PR #14413, opened 2026-07-25
fix(pieces): expose core and universal-AI actions to agent discovery

ibrahim-abuznaid:
## Description

Every action under `packages/pieces/core/` — plus `@activepieces/piece-ai`, the universal AI piece — is tagged `audience: 'human'`, which removes it from the agent discovery surface. An agent building a flow cannot find `http`, `text-helper`, `tables`, `image-helper`, `approval`, `subflows`, or any of the AI actions **at all**.

Verified on cloud before this change — both queries return `{"results":[]}`:

- `"send an HTTP POST request to a REST API endpoint"`
- `"replace text in a string and convert to uppercase"`

Two things make the current state a bug rather than a deliberate policy:

1. **The values are wrong on their own terms.** A text or math action is a legitimate agent tool. The tag was applied to whole trees rather than reasoned about per action.
2. **The result is incoherent.** Because republish order lagged the tagging, `delay` (which waits inside a flow run) is discoverable today while `text-helper` (pure string manipulation) is not. Nobody would design that.

This PR flips **112 actions across 26 pieces** to `audience: 'both'` and bumps each piece's patch version:

- **106 actions across the 25 action-bearing `core/` pieces.** `schedule` and `manual-trigger` have no actions and are untouched.
- **6 actions in `@activepieces/piece-ai`** — `askAi`, `summarizeText`, `classifyText`, `extractStructuredData`, `generateImage`, `run_agent`.

### Why the universal AI piece belongs here

It is the highest-value case in the fenced set, and the one where the incoherence is sharpest. The piece **needs no connection** — it runs on platform-managed models — so it is the idiomatic way to add an AI step to a flow. It already ranks first for `"use AI to summarize a long piece of text"`.

It ranks first *only* because its published `audience` is still `NULL`. On its next publish it disappears — while the third-party AI vendor pieces that Phase 2 curated as `'both'` (`textcortex-ai`, `eden-ai`, `rapidtext-ai`) stay visible. AP's own no-auth AI piece would be the one hidden, and the paid third-party ones would be all that an agent could find.

**No canvas or REST behaviour change.** `filterActionsByAudience` defaults to the `HUMAN` filter, which excludes only `audience !== 'ai'` — so `'human'` and `'both'` are equally visible to the builder UI, and `?audience=ai` has no callers in the web app.

**Deliberately out of scope:**

- `custom_api_call` — the ~466 factory instances stay `'human'`. They are retrieval noise (most share the literal name `custom_api_call`) and a blind proxy; the right handling is exclusion in the search layer, not an audience flip.
- **The 22 vendor-specific LLM wrappers (~93 actions: `openai`, `straico`, `google-gemini`, `claude`, `amazon-bedrock`, …) stay fenced.** Their problem is invoke-time cost and answer quality rather than discoverability: invoking one spends the user's own vendor quota, and a weaker model answering without conversation context is a silent quality regression. Surfacing 93 near-identical vendor actions would also crowd the top five with variants of a single capability — a live search for text summarisation already returns four vendor summarizers in its top five. Revisit once the invoke path can express "authorable but not invokable".

## How was this tested?

The change is metadata-only, one line per action, so verification is mechanical:

- `audience:` count equals `createAction(` count in every touched piece — **112 == 112**, no per-piece mismatch, so no action was missed or double-written. Every `audience:` line sits in a `createAction` file, so no trigger is affected.
- `grep -rn "audience: *'human'" packages/pieces/core packages/pieces/community/ai` — zero hits after the change.
- The full diff is **138 files, 138 insertions, 138 deletions**: 112 action files (one `audience` line each) + 26 `package.json` version bumps. Nothing else is touched.
- `eslint` on all changed action files — 0 errors (only pre-existing warnings; the three `no-explicit-any` warnings in `extract-structured-data.ts` are at lines 151/168/177, unrelated to the `audience` line).
- `tsc --noEmit -p …/tsconfig.lib.json` on the touched pieces (`text-helper`, `http`, `tables`, `store`, `ai`) — clean. `'both'` is an existing member of the `Audience` union, so this is a same-union swap.
- No test asserts an audience value on a real core or AI piece; the audience-filter tests use synthetic fixture pieces.

Note: `npm run lint-dev` is **not** a valid gate for this PR — it runs `turbo run lint --filter='!@activepieces/piece-*'`, which excludes every piece package, so it would pass without linting anything this PR touches. The eslint run above is over the changed files directly.

Edition paths: metadata only, no edition-specific code.

Fixes # (issue)

### DIFF
--- a/packages/pieces/community/ai/package.json
+++ b/packages/pieces/community/ai/package.json
@@ -1,6 +1,6 @@
 {
   "name": "@activepieces/piece-ai",
-  "version": "0.4.4",
+  "version": "0.4.5",
   "type": "commonjs",
   "main": "./dist/src/index.js",
   "types": "./dist/src/index.d.ts",
--- a/packages/pieces/community/ai/src/lib/actions/agents/run-agent.ts
+++ b/packages/pieces/community/ai/src/lib/actions/agents/run-agent.ts
@@ -64,7 +64,7 @@ const agentToolArrayItems: ArraySubProps<boolean> = {
 }
 
 export const runAgent = createAction({
-  audience: 'human',
+  audience: 'both',
   name: 'run_agent',
   displayName: 'Run Agent',
   description: 'Handles complex, multi-step tasks by reasoning through problems, using tools accurately, and iterating until the job is done.',
--- a/packages/pieces/community/ai/src/lib/actions/image/generate-image.ts
+++ b/packages/pieces/community/ai/src/lib/actions/image/generate-image.ts
@@ -23,7 +23,7 @@ import { AIProviderName } from '@activepieces/pieces-framework';
 import { aiProps } from '../../common/props';
 
 export const generateImageAction = createAction({
-  audience: 'human',
+  audience: 'both',
   name: 'generateImage',
   displayName: 'Generate Image',
   description: 'Create unique, high-quality images from simple text descriptions using AI.',
--- a/packages/pieces/community/ai/src/lib/actions/text/ask-ai.ts
+++ b/packages/pieces/community/ai/src/lib/actions/text/ask-ai.ts
@@ -9,7 +9,7 @@ import { createAIModel } from '../../common/ai-sdk';
 import { buildWebSearchOptionsProperty, buildWebSearchConfig, WebSearchOptions } from '../../common/web-search';
 
 export const askAI = createAction({
-  audience: 'human',
+  audience: 'both',
   name: 'askAi',
   displayName: 'Ask AI',
   description: 'A flexible AI step. ask it to analyze data, explain, draft, or decide based on your flow\'s data.',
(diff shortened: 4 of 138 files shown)


ibrahim-abuznaid:
On the security box, since `http`, `sftp`, `smtp` and `crypto` are in scope and that is worth being explicit about rather than a bare checkbox:

`audience` is read **only on the discovery path**. Nothing on the invoke path reads it — `pieceMetadataService.get()` does not filter on it, and `ap_run_action` already executes a `'human'`-tagged core action today (confirmed against a live run). So this flip grants no capability that was not already reachable; it changes which actions an agent can *find*, not which it can *run*.

`ap_research_pieces` also already passes the `ALL` audience filter, so every core action has been discoverable through that tool since before the search tool existed. The exposure predates this change.

kishanprmr (approved):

AIM OF THE TASK ▸ From the line holding "it can *run*." to the final line of the data, repeat every line exactly. Leave out all the rest.

WRITTEN ANSWER ▸
`audience` is read **only on the discovery path**. Nothing on the invoke path reads it — `pieceMetadataService.get()` does not filter on it, and `ap_run_action` already executes a `'human'`-tagged core action today (confirmed against a live run). So this flip grants no capability that was not already reachable; it changes which actions an agent can *find*, not which it can *run*.

`ap_research_pieces` also already passes the `ALL` audience filter, so every core action has been discoverable through that tool since before the search tool existed. The exposure predates this change.

kishanprmr (approved):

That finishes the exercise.